THE PROBLEM: Transcribe every record exactly, omitting none.
--------------------------------
PR #6779, opened 2025-03-12
fix(vscode): Fix parameterize connection checks to check all connections

JoaquimMalcampo:
## Type of Change

* [ x] Bug fix
* [ ] Feature
* [ ] Other

## Current Behavior
Parameterize connections command relies on a check which checks connections if they are parameterized. Currently, that check only checks connections until they see one connection that is parameterized but then skips the rest. This change will make sure that check will return true if all connections are parameterized.

### DIFF
--- a/apps/vs-code-designer/src/app/utils/codeless/parameterizer.ts
+++ b/apps/vs-code-designer/src/app/utils/codeless/parameterizer.ts
@@ -72,7 +72,7 @@ export function parameterizeConnection(
  */
 export function hasParameterizedConnection(connectionsData: ConnectionsData): boolean {
   if (!connectionsData || Object.keys(connectionsData).length === 0) {
-    return false;
+    return true;
   }
   for (const connectionType in connectionsData) {
     if (connectionType !== 'serviceProviderConnections') {
@@ -105,7 +105,7 @@ export function hasParameterizedConnection(connectionsData: ConnectionsData): bo
  */
 export function areAllConnectionsParameterized(connectionsData: ConnectionsData): boolean {
   if (!connectionsData || Object.keys(connectionsData).length === 0) {
-    return false;
+    return true;
   }
   for (const connectionType in connectionsData) {
     if (connectionType !== 'serviceProviderConnections') {
--- a/apps/vs-code-designer/src/app/utils/codeless/parameterizer.ts
+++ b/apps/vs-code-designer/src/app/utils/codeless/parameterizer.ts
@@ -66,54 +66,6 @@ export function parameterizeConnection(
 }
 
 /**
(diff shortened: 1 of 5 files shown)


apps/vs-code-designer/src/app/utils/codeless/parameterizer.ts
```diff
@@ -66,11 +66,11 @@ export function parameterizeConnection(
 }
 
 /**
- * Checks if the connections data is parameterized.
+ * Checks if there exists a parameterized connection data entry.
  * @param {ConnectionsData} connectionsData - The connections data object.
  * @returns A boolean indicating whether the connections data is parameterized or not.
  */
-export function isConnectionsParameterized(connectionsData: ConnectionsData): boolean {
+export function hasParameterizedConnection(connectionsData: ConnectionsData): boolean {
```
ccastrotrejo, line 73: NIT: is this new `hasParameterizedConnection` used somewhere?

apps/vs-code-designer/src/app/utils/codeless/parameterizer.ts
```diff
@@ -98,6 +98,39 @@ export function isConnectionsParameterized(connectionsData: ConnectionsData): bo
   return false;
 }
 
+/**
+ * Checks if all connections are parameterized.
+ * @param {ConnectionsData} connectionsData - The connections data object.
+ * @returns A boolean indicating whether all connections are parameterized or not.
+ */
+export function areAllConnectionsParameterized(connectionsData: ConnectionsData): boolean {
```
ccastrotrejo, line 106: Can you add unit tests for this?

ccastrotrejo (changes requested):

apps/vs-code-designer/src/app/utils/codeless/parameterizer.ts
JoaquimMalcampo: No, I was thinking that there might be logic in the future which might want to check if some connections are parameterized especially when the user would have custom parameterization and has the parameterizeConnectionsDuringImport setting to false.

apps/vs-code-designer/src/app/utils/codeless/parameterizer.ts
JoaquimMalcampo: added

apps/vs-code-designer/src/app/utils/codeless/parameterizer.ts
ccastrotrejo: If we are not using this, lets remove it for now.

ccastrotrejo (approved):

PR #6785, opened 2025-03-13
feat(Templates): New `Review` components for templates

rllyy97:
## Main Changes

- Moved `Review` components to their own files
  - Old `ReviewCreatePanel`
  - New `ReviewAddPanel` primarily for ai-foundry
  - New `ReviewExisiting` primarily for ai-foundry
- Modified dev toolbox component
- Moved some components to fluent v9 and cleaned up some css, fixed some dark mode issues
 
> [!IMPORTANT]
> **RISK**: 
> Low risk:  Refactoring and new components
> 
> **TESTS**: 
> Added unit test

## Screenshots

image
image

### New existing workflow component
image

## Mocks

image


libs/designer/src/lib/ui/panel/templatePanel/createWorkflowPanel/tabs/reviewCreateTab.tsx
```diff
@@ -75,8 +88,127 @@ export const ReviewCreatePanel = () => {
...
+  const subscriptionDisplayName = useMemo(
+    () => subscriptions?.find((sub) => sub.id === `/subscriptions/${subscriptionId}`)?.displayName ?? '-',
+    [subscriptions, subscriptionId]
+  );
+
+  const styles = useStyles();
+
+  // Compact view
+  if (isCompactView) {
+    return (
```
preetriti1, line 154: Can we use a different component here so we do not add strings for action and workflow mixed in here.
It would be great if this component can take in resourceOverrides, so if we need to use this here in azure portal we can call this workflowName or template name rather action name or action.

libs/designer/src/lib/ui/panel/templatePanel/createWorkflowPanel/tabs/reviewCreateTab.tsx
```diff
@@ -75,8 +88,127 @@ export const ReviewCreatePanel = () => {
...
+    LOCATION: intl.formatMessage({
+      defaultMessage: 'Location',
+      id: 'OO37qq',
+      description: 'Label for location',
+    }),
+    RESOURCE_GROUP: intl.formatMessage({
+      defaultMessage: 'Resource group',
+      id: 'YAGa7I',
+      description: 'Label for resource group',
+    }),
```
preetriti1, line 116: We already have these resources used in resourcePicker, so lets reuse those resource strings.

preetriti1 (changes requested):

libs/designer/src/lib/ui/panel/templatePanel/createWorkflowPanel/tabs/reviewCreateTab.tsx
rllyy97: What do you mean by reuse the resource strings?  In resource picker they're inside a useMemo that uses an instance of the intl hook, that's not really something we can export afaik.  And it was my understanding that we can't pull out the objects from the formatMessage calls since intl won't pick those up when generating it's translation files.

rllyy97: We could probably try making a hook to just hold a big object of all of our strings if we want to go that route.

libs/designer/src/lib/ui/templates/review/ReviewCreatePanel.tsx
```diff
@@ -0,0 +1,151 @@
...
+                    </Text>
+                  </div>
+                </div>
+              );
+            })}
+          </div>
+        </>
+      )}
+
+      {isConsumption && !Object.keys(connections).length && !Object.keys(parameterDefinitions).length ? (
```
preetriti1, line 107: Do you mind adding the section to for subscription/resourcegroup/location here as well in this format when enableresourceselection is true in the options store please?

libs/designer/src/lib/core/index.ts
```diff
@@ -87,3 +87,6 @@ export { useCanUndo, useCanRedo } from './state/undoRedo/undoRedoSelectors';
 export { resetDesignerView } from './state/designerView/designerViewSlice';
 export * from './queries/runs';
 export { reloadTemplates } from './actions/bjsworkflow/templates';
```
preetriti1, line 89: COuld you export the type of rootState of template store

libs/designer/src/lib/ui/templates/review/ReviewCreatePanel.tsx
```diff
@@ -0,0 +1,182 @@
...
+                    </Text>
+                  </div>
+                </div>
+              );
+            })}
+          </div>
+        </>
+      )}
+
+      {enableResourceSelection && (
```
preetriti1, line 121: If this is hte exact same section, can we put this in a file so it can be exported from the three files

preetriti1 (approved):
If possible move the common resource section to a component if it can be reused, else I will move in my PR.

PR #6828, opened 2025-03-18
feat(Templates): Review tab improvements + Template provider `useExternalRedux` flag

rllyy97:
## Main Changes

Templates review tabs no longer show auth + parameters if there are no values to display.
Templates provider has new `useExternalRedux` flag to prevent redux provider creation.


libs/designer/src/lib/ui/templates/review/ReviewExisting.tsx
```diff
@@ -28,7 +29,7 @@ export const ReviewExisting = ({ resourceOverrides }: ReviewExistingProps) => {
       <div className="msla-templates-review-block">
         <Text>{resourceOverrides?.workflowName ?? resourceStrings.WORKFLOW_NAME}</Text>
         <Text weight="semibold" className={styles.actionName}>
-          {existingWorkflowName}
+          {existingWorkflowName ?? templateName}
```
preetriti1, line 32: Can you revert this change,? this is the workflow name and lets pass in the value from caller, my current pr is doing that.. we are not storing those data here because it might cause other cascading changes which is required for a template

preetriti1 (approved):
--------------------------------
SOLUTION TO THIS PROBLEM:
PR #6779, opened 2025-03-12
fix(vscode): Fix parameterize connection checks to check all connections

JoaquimMalcampo:
## Type of Change

* [ x] Bug fix
* [ ] Feature
* [ ] Other

## Current Behavior
Parameterize connections command relies on a check which checks connections if they are parameterized. Currently, that check only checks connections until they see one connection that is parameterized but then skips the rest. This change will make sure that check will return true if all connections are parameterized.

### DIFF
--- a/apps/vs-code-designer/src/app/utils/codeless/parameterizer.ts
+++ b/apps/vs-code-designer/src/app/utils/codeless/parameterizer.ts
@@ -72,7 +72,7 @@ export function parameterizeConnection(
  */
 export function hasParameterizedConnection(connectionsData: ConnectionsData): boolean {
   if (!connectionsData || Object.keys(connectionsData).length === 0) {
-    return false;
+    return true;
   }
   for (const connectionType in connectionsData) {
     if (connectionType !== 'serviceProviderConnections') {
@@ -105,7 +105,7 @@ export function hasParameterizedConnection(connectionsData: ConnectionsData): bo
  */
 export function areAllConnectionsParameterized(connectionsData: ConnectionsData): boolean {
   if (!connectionsData || Object.keys(connectionsData).length === 0) {
-    return false;
+    return true;
   }
   for (const connectionType in connectionsData) {
     if (connectionType !== 'serviceProviderConnections') {
--- a/apps/vs-code-designer/src/app/utils/codeless/parameterizer.ts
+++ b/apps/vs-code-designer/src/app/utils/codeless/parameterizer.ts
@@ -66,54 +66,6 @@ export function parameterizeConnection(
 }
 
 /**
(diff shortened: 1 of 5 files shown)


apps/vs-code-designer/src/app/utils/codeless/parameterizer.ts
```diff
@@ -66,11 +66,11 @@ export function parameterizeConnection(
 }
 
 /**
- * Checks if the connections data is parameterized.
+ * Checks if there exists a parameterized connection data entry.
  * @param {ConnectionsData} connectionsData - The connections data object.
  * @returns A boolean indicating whether the connections data is parameterized or not.
  */
-export function isConnectionsParameterized(connectionsData: ConnectionsData): boolean {
+export function hasParameterizedConnection(connectionsData: ConnectionsData): boolean {
```
ccastrotrejo, line 73: NIT: is this new `hasParameterizedConnection` used somewhere?

apps/vs-code-designer/src/app/utils/codeless/parameterizer.ts
```diff
@@ -98,6 +98,39 @@ export function isConnectionsParameterized(connectionsData: ConnectionsData): bo
   return false;
 }
 
+/**
+ * Checks if all connections are parameterized.
+ * @param {ConnectionsData} connectionsData - The connections data object.
+ * @returns A boolean indicating whether all connections are parameterized or not.
+ */
+export function areAllConnectionsParameterized(connectionsData: ConnectionsData): boolean {
```
ccastrotrejo, line 106: Can you add unit tests for this?

ccastrotrejo (changes requested):

apps/vs-code-designer/src/app/utils/codeless/parameterizer.ts
JoaquimMalcampo: No, I was thinking that there might be logic in the future which might want to check if some connections are parameterized especially when the user would have custom parameterization and has the parameterizeConnectionsDuringImport setting to false.

apps/vs-code-designer/src/app/utils/codeless/parameterizer.ts
JoaquimMalcampo: added

apps/vs-code-designer/src/app/utils/codeless/parameterizer.ts
ccastrotrejo: If we are not using this, lets remove it for now.

ccastrotrejo (approved):

PR #6785, opened 2025-03-13
feat(Templates): New `Review` components for templates

rllyy97:
## Main Changes

- Moved `Review` components to their own files
  - Old `ReviewCreatePanel`
  - New `ReviewAddPanel` primarily for ai-foundry
  - New `ReviewExisiting` primarily for ai-foundry
- Modified dev toolbox component
- Moved some components to fluent v9 and cleaned up some css, fixed some dark mode issues
 
> [!IMPORTANT]
> **RISK**: 
> Low risk:  Refactoring and new components
> 
> **TESTS**: 
> Added unit test

## Screenshots

image
image

### New existing workflow component
image

## Mocks

image


libs/designer/src/lib/ui/panel/templatePanel/createWorkflowPanel/tabs/reviewCreateTab.tsx
```diff
@@ -75,8 +88,127 @@ export const ReviewCreatePanel = () => {
...
+  const subscriptionDisplayName = useMemo(
+    () => subscriptions?.find((sub) => sub.id === `/subscriptions/${subscriptionId}`)?.displayName ?? '-',
+    [subscriptions, subscriptionId]
+  );
+
+  const styles = useStyles();
+
+  // Compact view
+  if (isCompactView) {
+    return (
```
preetriti1, line 154: Can we use a different component here so we do not add strings for action and workflow mixed in here.
It would be great if this component can take in resourceOverrides, so if we need to use this here in azure portal we can call this workflowName or template name rather action name or action.

libs/designer/src/lib/ui/panel/templatePanel/createWorkflowPanel/tabs/reviewCreateTab.tsx
```diff
@@ -75,8 +88,127 @@ export const ReviewCreatePanel = () => {
...
+    LOCATION: intl.formatMessage({
+      defaultMessage: 'Location',
+      id: 'OO37qq',
+      description: 'Label for location',
+    }),
+    RESOURCE_GROUP: intl.formatMessage({
+      defaultMessage: 'Resource group',
+      id: 'YAGa7I',
+      description: 'Label for resource group',
+    }),
```
preetriti1, line 116: We already have these resources used in resourcePicker, so lets reuse those resource strings.

preetriti1 (changes requested):

libs/designer/src/lib/ui/panel/templatePanel/createWorkflowPanel/tabs/reviewCreateTab.tsx
rllyy97: What do you mean by reuse the resource strings?  In resource picker they're inside a useMemo that uses an instance of the intl hook, that's not really something we can export afaik.  And it was my understanding that we can't pull out the objects from the formatMessage calls since intl won't pick those up when generating it's translation files.

rllyy97: We could probably try making a hook to just hold a big object of all of our strings if we want to go that route.

libs/designer/src/lib/ui/templates/review/ReviewCreatePanel.tsx
```diff
@@ -0,0 +1,151 @@
...
+                    </Text>
+                  </div>
+                </div>
+              );
+            })}
+          </div>
+        </>
+      )}
+
+      {isConsumption && !Object.keys(connections).length && !Object.keys(parameterDefinitions).length ? (
```
preetriti1, line 107: Do you mind adding the section to for subscription/resourcegroup/location here as well in this format when enableresourceselection is true in the options store please?

libs/designer/src/lib/core/index.ts
```diff
@@ -87,3 +87,6 @@ export { useCanUndo, useCanRedo } from './state/undoRedo/undoRedoSelectors';
 export { resetDesignerView } from './state/designerView/designerViewSlice';
 export * from './queries/runs';
 export { reloadTemplates } from './actions/bjsworkflow/templates';
```
preetriti1, line 89: COuld you export the type of rootState of template store

libs/designer/src/lib/ui/templates/review/ReviewCreatePanel.tsx
```diff
@@ -0,0 +1,182 @@
...
+                    </Text>
+                  </div>
+                </div>
+              );
+            })}
+          </div>
+        </>
+      )}
+
+      {enableResourceSelection && (
```
preetriti1, line 121: If this is hte exact same section, can we put this in a file so it can be exported from the three files

preetriti1 (approved):
If possible move the common resource section to a component if it can be reused, else I will move in my PR.

PR #6828, opened 2025-03-18
feat(Templates): Review tab improvements + Template provider `useExternalRedux` flag

rllyy97:
## Main Changes

Templates review tabs no longer show auth + parameters if there are no values to display.
Templates provider has new `useExternalRedux` flag to prevent redux provider creation.


libs/designer/src/lib/ui/templates/review/ReviewExisting.tsx
```diff
@@ -28,7 +29,7 @@ export const ReviewExisting = ({ resourceOverrides }: ReviewExistingProps) => {
       <div className="msla-templates-review-block">
         <Text>{resourceOverrides?.workflowName ?? resourceStrings.WORKFLOW_NAME}</Text>
         <Text weight="semibold" className={styles.actionName}>
-          {existingWorkflowName}
+          {existingWorkflowName ?? templateName}
```
preetriti1, line 32: Can you revert this change,? this is the workflow name and lets pass in the value from caller, my current pr is doing that.. we are not storing those data here because it might cause other cascading changes which is required for a template

preetriti1 (approved):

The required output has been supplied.